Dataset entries
================================

PR #2105, opened 2019-09-13
tls cli: getting real number of cores as possible.

devnexen:


src/cli/tls_http_server.cpp
```diff
@@ -513,7 +513,7 @@ class TLS_HTTP_Server final : public Command
          {
          if(size_t t = get_arg_sz("threads"))
             return t;
-         if(size_t t = std::thread::hardware_concurrency())
+         if(size_t t = get_cpu_total())
```
randombit: Should be `Botan::OS::` prefixed. Also, seems better to use `get_cpu_available`? Since if a CPU is offline it doesn't make sense to schedule an extra thread for it.

devnexen: yes it s clearer prefixed even though it compiled. Your last point is valid too.

randombit:
CI is failing looks like include is missing

devnexen:
ah yes on windows I see.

================================

Make sure every record is repeated exactly.

PR #2105, opened 2019-09-13
tls cli: getting real number of cores as possible.

devnexen:


src/cli/tls_http_server.cpp
```diff
@@ -513,7 +513,7 @@ class TLS_HTTP_Server final : public Command
          {
          if(size_t t = get_arg_sz("threads"))
             return t;
-         if(size_t t = std::thread::hardware_concurrency())
+         if(size_t t = get_cpu_total())
```
randombit: Should be `Botan::OS::` prefixed. Also, seems better to use `get_cpu_available`? Since if a CPU is offline it doesn't make sense to schedule an extra thread for it.

devnexen: yes it s clearer prefixed even though it compiled. Your last point is valid too.

randombit:
CI is failing looks like include is missing

devnexen:
ah yes on windows I see.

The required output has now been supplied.